Glad you came here and glad you began the self-examination that has led you to new revelations about yourself.  As others have assured you, there is no hell.  It does not exist, except in the minds of Christians.  Yes, it is a mind thing, a form of brainwashing that Christians specialize in as they read scriptures to you out of context, fill you full of false guilt over non-existent “sins”, tell you adamantly what their false God demands of you (in your case, marriage and eight children) when they don’t even comprehend that an infinite God (as they claim to follow) cannot be understood by a finite human, yet they define their god in great detail in such a way to ensure they control you with the fire and fury of their so-called infinite God.

 

Undoubtedly, you have been through hell, a man made hell, and now is the time to continue what you so wisely started.  Continue to work toward freedom.  You have come to the right place!
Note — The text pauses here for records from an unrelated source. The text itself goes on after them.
PR #694, opened 2026-03-22
feat: add force-stop session group RPC + auto-clean stale groups in tick

lsm:
## Part 1: session_group.stop RPC

Adds `session_group.stop` RPC handler that force-stops a session group by ID:
- Kills worker and leader agent sessions via stopSession()
- Marks the group as failed (terminal) and deletes the record from DB
- Frees the concurrency slot so the runtime can pick up new tasks
- Task status is deliberately unchanged; callers can cancel separately
- Validates that the group belongs to the requesting room

Also adds `RoomRuntime.forceStopSessionGroup()` as the underlying runtime method.

## Part 2: Auto-clean stale groups in tick

Adds `cleanStaleGroups()` to `RoomRuntime.executeTick()` that runs on every tick:
- Detects active groups (completedAt IS NULL) whose tasks have reached a
  terminal state (completed, cancelled, archived)
- Terminates their sessions and marks the groups as terminal
- Frees concurrency slots that were blocked by orphaned groups
- Root-cause fix for the slot exhaustion problem

## Tests

Adds 10 unit tests covering:
- cleanStaleGroups: ignores in_progress tasks, cleans completed/cancelled/archived tasks, frees slots
- forceStopSessionGroup: validates room ownership, deletes group from DB, triggers tick

### DIFF
--- a/.github/workflows/main.yml
+++ b/.github/workflows/main.yml
@@ -245,6 +245,7 @@ jobs:
             mock_sdk: true
           - module: rpc-3
             test_path: >-
+              tests/online/rpc/rpc-live-query.test.ts
               tests/online/rpc/rpc-session-handlers-extended.test.ts
               tests/online/rpc/rpc-session-workflow.test.ts
               tests/online/rpc/rpc-settings-handlers.test.ts
--- a/.github/workflows/main.yml
+++ b/.github/workflows/main.yml
@@ -144,6 +144,7 @@ jobs:
           - rpc-1
           - rpc-2
           - rpc-3
+          - rpc-4
           - sdk
           - websocket
         include:
@@ -223,32 +224,39 @@ jobs:
           # - module: room-reviewer
           #   test_path: tests/online/room/room-reviewer-flow.test.ts
           #   timeout: 10
+          # rpc-1: heaviest files (task-lifecycle ~647 + config-handlers ~573 lines ≈ 1 220)
           - module: rpc-1
             test_path: >-
-              tests/online/rpc/rpc-agent-handlers.test.ts
               tests/online/rpc/rpc-config-handlers.test.ts
-              tests/online/rpc/rpc-draft-handlers.test.ts
-              tests/online/rpc/rpc-file-handlers.test.ts
-              tests/online/rpc/rpc-interrupt-handlers.test.ts
-              tests/online/rpc/rpc-mcp-toggle.test.ts
-              tests/online/rpc/rpc-task-draft-handlers.test.ts
               tests/online/rpc/rpc-task-lifecycle.test.ts
             mock_sdk: true
+          # rpc-2: settings + remove-output + message + agent (≈ 1 241 lines)
           - module: rpc-2
             test_path: >-
+              tests/online/rpc/rpc-agent-handlers.test.ts
               tests/online/rpc/rpc-message-handlers.test.ts
-              tests/online/rpc/rpc-model-handlers.test.ts
-              tests/online/rpc/rpc-model-switching.test.ts
               tests/online/rpc/rpc-remove-output.test.ts
-              tests/online/rpc/rpc-rewind-handlers.test.ts
-              tests/online/rpc/rpc-session-filtering.test.ts
+              tests/online/rpc/rpc-settings-handlers.test.ts
             mock_sdk: true
+          # rpc-3: session-extended + live-query + mcp + task-draft + rewind (≈ 1 356 lines)
           - module: rpc-3
             test_path: >-
               tests/online/rpc/rpc-live-query.test.ts
+              tests/online/rpc/rpc-mcp-toggle.test.ts
+              tests/online/rpc/rpc-rewind-handlers.test.ts
               tests/online/rpc/rpc-session-handlers-extended.test.ts
+              tests/online/rpc/rpc-task-draft-handlers.test.ts
+            mock_sdk: true
+          # rpc-4: remaining smaller files (≈ 1 382 lines)
+          - module: rpc-4
+            test_path: >-
+              tests/online/rpc/rpc-draft-handlers.test.ts
+              tests/online/rpc/rpc-file-handlers.test.ts
+              tests/online/rpc/rpc-interrupt-handlers.test.ts
+              tests/online/rpc/rpc-model-handlers.test.ts
+              tests/online/rpc/rpc-model-switching.test.ts
+              tests/online/rpc/rpc-session-filtering.test.ts
               tests/online/rpc/rpc-session-workflow.test.ts
-              tests/online/rpc/rpc-settings-handlers.test.ts
               tests/online/rpc/rpc-state-sync.test.ts
               tests/online/rpc/session-handlers.test.ts
             mock_sdk: true
--- a/packages/daemon/src/app.ts
+++ b/packages/daemon/src/app.ts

I love everything you said here. During all of the times of doubt, the answer was always, you need more faith! Your unbelief is keeping you from Gods presence. Blah blah blah. It’s amazing how firmly implanted these beliefs are in your mind. And the prevailing thoughts I struggle with are fear and guilt. I fear judgement. I fear failure. I fear what my children will think of me. I fear of being alone. And thoughts of hell still Float through my head. And then there is the guilt of having so many children in a loveless marriage.